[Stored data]
════════════════

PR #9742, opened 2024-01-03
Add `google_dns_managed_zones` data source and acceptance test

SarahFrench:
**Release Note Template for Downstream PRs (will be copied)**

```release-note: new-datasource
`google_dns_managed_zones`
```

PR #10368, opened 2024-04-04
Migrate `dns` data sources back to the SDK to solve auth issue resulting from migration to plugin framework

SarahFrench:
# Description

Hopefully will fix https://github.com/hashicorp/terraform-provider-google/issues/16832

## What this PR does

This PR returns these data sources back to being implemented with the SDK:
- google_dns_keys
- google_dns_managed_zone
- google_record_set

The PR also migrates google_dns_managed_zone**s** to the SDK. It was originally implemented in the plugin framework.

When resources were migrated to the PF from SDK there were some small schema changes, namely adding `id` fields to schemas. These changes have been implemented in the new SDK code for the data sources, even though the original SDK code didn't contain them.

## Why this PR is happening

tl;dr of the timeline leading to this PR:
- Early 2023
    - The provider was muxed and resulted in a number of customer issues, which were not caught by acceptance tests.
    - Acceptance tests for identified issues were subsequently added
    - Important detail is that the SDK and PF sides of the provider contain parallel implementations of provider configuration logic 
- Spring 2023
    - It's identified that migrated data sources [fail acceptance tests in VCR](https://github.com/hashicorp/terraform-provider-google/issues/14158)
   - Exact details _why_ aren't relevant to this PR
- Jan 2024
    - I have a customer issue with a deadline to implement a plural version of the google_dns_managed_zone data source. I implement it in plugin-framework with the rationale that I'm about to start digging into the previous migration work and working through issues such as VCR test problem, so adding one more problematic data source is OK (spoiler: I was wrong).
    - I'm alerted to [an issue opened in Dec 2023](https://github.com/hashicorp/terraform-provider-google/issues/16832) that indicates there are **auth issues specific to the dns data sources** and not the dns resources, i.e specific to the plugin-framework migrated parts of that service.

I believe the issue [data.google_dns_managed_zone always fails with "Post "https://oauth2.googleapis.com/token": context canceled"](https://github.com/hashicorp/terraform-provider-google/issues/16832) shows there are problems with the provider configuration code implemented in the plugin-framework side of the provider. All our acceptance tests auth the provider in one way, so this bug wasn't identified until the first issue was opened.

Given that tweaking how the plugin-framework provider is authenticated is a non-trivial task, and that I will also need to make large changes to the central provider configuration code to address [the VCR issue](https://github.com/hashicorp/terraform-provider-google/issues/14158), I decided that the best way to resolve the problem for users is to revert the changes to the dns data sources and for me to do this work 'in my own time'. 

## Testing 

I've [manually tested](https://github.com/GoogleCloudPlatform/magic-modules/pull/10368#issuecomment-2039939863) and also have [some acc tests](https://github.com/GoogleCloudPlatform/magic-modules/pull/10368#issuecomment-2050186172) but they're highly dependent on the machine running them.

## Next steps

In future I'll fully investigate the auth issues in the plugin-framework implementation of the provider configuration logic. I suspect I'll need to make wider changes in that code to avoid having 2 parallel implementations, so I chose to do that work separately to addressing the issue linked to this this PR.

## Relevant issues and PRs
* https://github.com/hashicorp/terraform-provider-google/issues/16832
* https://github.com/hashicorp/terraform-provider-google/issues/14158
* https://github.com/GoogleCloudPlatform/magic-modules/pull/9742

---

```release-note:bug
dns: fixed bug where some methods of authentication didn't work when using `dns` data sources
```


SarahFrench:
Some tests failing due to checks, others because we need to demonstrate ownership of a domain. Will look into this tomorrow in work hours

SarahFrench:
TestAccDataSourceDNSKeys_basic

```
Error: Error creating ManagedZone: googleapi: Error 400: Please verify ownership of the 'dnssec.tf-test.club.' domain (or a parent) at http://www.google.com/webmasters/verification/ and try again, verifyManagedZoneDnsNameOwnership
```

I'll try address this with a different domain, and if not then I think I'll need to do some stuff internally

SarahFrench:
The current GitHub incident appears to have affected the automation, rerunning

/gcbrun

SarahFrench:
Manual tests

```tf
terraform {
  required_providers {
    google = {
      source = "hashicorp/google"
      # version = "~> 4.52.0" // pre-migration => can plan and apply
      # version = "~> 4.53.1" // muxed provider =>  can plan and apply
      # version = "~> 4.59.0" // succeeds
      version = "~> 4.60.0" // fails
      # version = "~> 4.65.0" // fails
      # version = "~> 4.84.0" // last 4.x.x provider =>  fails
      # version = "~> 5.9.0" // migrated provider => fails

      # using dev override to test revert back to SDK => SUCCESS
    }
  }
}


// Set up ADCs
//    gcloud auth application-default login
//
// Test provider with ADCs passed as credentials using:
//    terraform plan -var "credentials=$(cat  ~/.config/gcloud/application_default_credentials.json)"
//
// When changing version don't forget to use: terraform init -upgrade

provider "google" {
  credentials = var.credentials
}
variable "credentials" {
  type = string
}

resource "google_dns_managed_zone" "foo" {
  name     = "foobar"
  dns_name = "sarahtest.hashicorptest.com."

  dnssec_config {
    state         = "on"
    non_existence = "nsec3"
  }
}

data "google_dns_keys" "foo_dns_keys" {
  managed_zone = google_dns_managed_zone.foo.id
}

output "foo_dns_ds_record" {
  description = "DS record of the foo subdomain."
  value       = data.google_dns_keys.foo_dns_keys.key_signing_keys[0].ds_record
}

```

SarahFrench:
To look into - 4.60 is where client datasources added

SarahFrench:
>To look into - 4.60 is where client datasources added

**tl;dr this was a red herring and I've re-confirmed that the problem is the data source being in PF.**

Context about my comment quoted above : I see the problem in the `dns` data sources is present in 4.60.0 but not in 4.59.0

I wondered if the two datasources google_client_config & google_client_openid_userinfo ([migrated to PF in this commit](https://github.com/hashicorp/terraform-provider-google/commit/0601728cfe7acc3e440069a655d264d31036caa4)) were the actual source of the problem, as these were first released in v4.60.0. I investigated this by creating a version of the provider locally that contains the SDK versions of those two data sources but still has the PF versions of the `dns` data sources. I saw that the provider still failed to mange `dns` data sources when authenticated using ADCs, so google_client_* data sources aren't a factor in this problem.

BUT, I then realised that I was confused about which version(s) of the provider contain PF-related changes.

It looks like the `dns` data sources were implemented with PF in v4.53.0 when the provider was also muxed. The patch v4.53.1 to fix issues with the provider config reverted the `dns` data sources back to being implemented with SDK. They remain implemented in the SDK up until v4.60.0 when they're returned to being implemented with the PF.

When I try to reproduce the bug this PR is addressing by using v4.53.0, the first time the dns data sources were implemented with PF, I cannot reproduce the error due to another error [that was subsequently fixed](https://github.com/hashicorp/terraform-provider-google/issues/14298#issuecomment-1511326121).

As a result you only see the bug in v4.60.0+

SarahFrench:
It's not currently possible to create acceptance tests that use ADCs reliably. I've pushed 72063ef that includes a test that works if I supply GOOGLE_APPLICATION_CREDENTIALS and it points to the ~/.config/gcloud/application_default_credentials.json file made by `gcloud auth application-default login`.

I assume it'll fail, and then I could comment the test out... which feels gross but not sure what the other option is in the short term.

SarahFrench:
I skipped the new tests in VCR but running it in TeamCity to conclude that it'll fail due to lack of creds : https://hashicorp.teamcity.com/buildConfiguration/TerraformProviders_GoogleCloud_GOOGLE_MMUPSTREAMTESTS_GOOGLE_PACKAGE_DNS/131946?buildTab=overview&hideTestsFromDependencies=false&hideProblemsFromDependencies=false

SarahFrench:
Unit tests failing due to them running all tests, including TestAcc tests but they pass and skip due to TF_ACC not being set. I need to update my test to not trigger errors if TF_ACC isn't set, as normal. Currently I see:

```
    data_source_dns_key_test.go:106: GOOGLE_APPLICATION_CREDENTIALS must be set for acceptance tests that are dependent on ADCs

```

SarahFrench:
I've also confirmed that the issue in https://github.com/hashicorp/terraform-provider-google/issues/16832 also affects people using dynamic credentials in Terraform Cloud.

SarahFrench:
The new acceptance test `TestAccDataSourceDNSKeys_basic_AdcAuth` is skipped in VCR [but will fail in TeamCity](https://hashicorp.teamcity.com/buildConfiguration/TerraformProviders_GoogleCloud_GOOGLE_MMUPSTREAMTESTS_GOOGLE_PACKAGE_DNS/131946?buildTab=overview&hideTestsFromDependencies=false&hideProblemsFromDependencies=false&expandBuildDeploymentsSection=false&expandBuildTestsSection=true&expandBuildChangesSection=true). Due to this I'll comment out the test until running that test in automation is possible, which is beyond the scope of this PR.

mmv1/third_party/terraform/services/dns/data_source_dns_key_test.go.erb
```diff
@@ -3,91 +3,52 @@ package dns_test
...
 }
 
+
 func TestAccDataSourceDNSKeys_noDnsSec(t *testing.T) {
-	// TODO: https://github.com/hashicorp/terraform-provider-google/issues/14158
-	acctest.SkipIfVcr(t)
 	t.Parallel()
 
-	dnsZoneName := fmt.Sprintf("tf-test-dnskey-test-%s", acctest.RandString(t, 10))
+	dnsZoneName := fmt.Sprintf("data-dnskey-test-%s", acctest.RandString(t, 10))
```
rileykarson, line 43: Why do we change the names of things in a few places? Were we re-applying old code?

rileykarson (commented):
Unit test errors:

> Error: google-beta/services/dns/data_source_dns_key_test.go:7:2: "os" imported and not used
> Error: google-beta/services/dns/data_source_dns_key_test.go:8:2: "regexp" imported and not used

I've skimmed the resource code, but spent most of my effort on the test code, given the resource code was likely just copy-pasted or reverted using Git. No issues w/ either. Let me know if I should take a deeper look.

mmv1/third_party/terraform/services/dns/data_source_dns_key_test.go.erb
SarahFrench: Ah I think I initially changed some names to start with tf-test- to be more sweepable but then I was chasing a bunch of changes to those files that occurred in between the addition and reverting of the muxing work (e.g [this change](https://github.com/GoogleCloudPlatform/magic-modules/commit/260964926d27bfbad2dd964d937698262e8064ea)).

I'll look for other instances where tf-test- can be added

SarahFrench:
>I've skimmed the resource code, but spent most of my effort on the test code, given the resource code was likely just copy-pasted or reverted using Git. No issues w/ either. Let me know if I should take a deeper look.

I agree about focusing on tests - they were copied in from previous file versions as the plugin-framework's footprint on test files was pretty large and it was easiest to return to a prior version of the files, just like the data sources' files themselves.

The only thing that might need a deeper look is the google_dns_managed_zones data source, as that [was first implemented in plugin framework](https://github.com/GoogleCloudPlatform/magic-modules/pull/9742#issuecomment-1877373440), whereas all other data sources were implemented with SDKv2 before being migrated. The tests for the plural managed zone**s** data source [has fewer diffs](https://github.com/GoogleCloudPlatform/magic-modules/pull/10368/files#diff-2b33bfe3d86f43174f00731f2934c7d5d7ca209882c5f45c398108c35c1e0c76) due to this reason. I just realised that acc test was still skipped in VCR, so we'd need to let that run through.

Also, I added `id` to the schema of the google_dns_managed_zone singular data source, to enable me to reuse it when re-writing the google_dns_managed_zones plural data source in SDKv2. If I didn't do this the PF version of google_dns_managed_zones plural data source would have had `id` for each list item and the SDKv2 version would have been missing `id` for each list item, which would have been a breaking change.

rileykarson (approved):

════════════════

* Work to complete *
If a line in the records includes the string "most", copy it.

* Output for this task *
I've skimmed the resource code, but spent most of my effort on the test code, given the resource code was likely just copy-pasted or reverted using Git. No issues w/ either. Let me know if I should take a deeper look.
>I've skimmed the resource code, but spent most of my effort on the test code, given the resource code was likely just copy-pasted or reverted using Git. No issues w/ either. Let me know if I should take a deeper look.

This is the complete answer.